Best Practices for Web Scraping
When you use Hrequests or any other web scraping tool, it is important to follow some best practices. Here are a few tips:
- Respect the Website’s Robots.txt: Many websites have a robots.txt file. This file tells you which parts of the website you are allowed to scrape. Always check this file before you start scraping.
- Do Not Overload the Website: Make sure you add delays between your requests. This can help you avoid sending too many requests in a short time. Overloading the server can lead to your IP being blocked.
- Handle Errors Gracefully: Websites can change their structure at any time. Make sure you add error handling in your code. This way, your scraper can handle missing elements or connection issues without crashing.
- Use Concurrency Wisely: While concurrency can speed up your scraping, do not send too many requests at once.

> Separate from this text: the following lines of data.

PR #709, opened 2026-04-22
refactor: remove dead setup_events_logger helper and unused events.log handler

### LINKED ISSUE #708: `setup_events_logger` is dead template code - never used
## Summary

`setup_events_logger` in `gittensor/utils/logging.py` is inert Bittensor subnet-template code. It runs on every validator startup (via `BaseNeuron.__init__` → `check_config`) and does three things:

- Monkey-patches `logging.Logger.event` onto the stdlib `Logger` class.
- Opens a `RotatingFileHandler` on `events.log`.
- Registers the logger with bittensor as a primary logger.

Nothing in the repo ever calls `.event(...)`. A quick search confirms it:

```
$ rg -n '\.event\(' --type py
(no matches)
```

So the custom level, the monkey-patch, and the rotating file handler all run at startup for an event stream that no code ever emits.

## Motivation

The real cost is not disk space - the file is basically always empty. The cost is:

- **Stdlib side effect.** `logging.Logger.event = event` adds a method onto every logger in the process, just because this helper ran during `check_config`. That leaks well outside gittensor's own code.
- **Open file handle + rotating-handler lifecycle** for a file that nobody writes to, held for the full life of the validator process.
- **Runs on every validator boot** - not CLI-only.

Same shape as `is_cuda_available()` removed in #675: a Bittensor-template helper that does real work at startup for a feature gittensor does not use.

Crystora:
## Summary

Removes `setup_events_logger()` from `gittensor/utils/logging.py` and its single call site in `check_config()`. The helper ran on every validator startup, monkey-patching `logging.Logger.event` onto the stdlib `Logger` class and opening a `RotatingFileHandler` on `events.log`, but nothing in the repository ever calls `.event()`. 

Normal `bt.logging.*` calls and the `bittensor.log` rotating file are unaffected - those flow through bittensor's `LoggingMachine`, not through the removed helper.

## Related Issues

Closes #708 

## Type of Change

- [ ] Bug fix
- [x] Refactor
- [ ] New feature
- [ ] Documentation
- [ ] Other (describe below)

## Testing

- [ ] Tests added/updated
- [x] Manually tested

Full test suite passes (410 tests). `ruff check`, `ruff format`, and `pyright` all clean.

## Checklist

- [x] Self-review completed


Crystora:
@anderdc would you please review this PR?

anderdc (changes requested):
Cleanup is incomplete — the CLI surface for the removed feature is still registered. Please also drop the two orphan `add_argument` blocks in `gittensor/utils/config.py`:

- `--neuron.events_retention_size` (lines 80-85)
- `--neuron.dont_save_events` (lines 87-92)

Respect the target website’s server load to avoid causing issues.
- Store Data Securely: When saving data to files or databases, ensure that you store it securely. Always validate and sanitize the data to avoid issues later on.
Conclusion
Hrequests is a powerful and easy-to-use library for web scraping in Python. Its ability to handle both static and dynamic content makes it a great choice for many projects. Whether you are scraping a simple e-commerce site or a complex website with infinite scrolling, Hrequests can help you get the job done. Use the examples in this guide to start your own projects. With practice and careful planning, you will be able to build efficient web scrapers that meet your needs.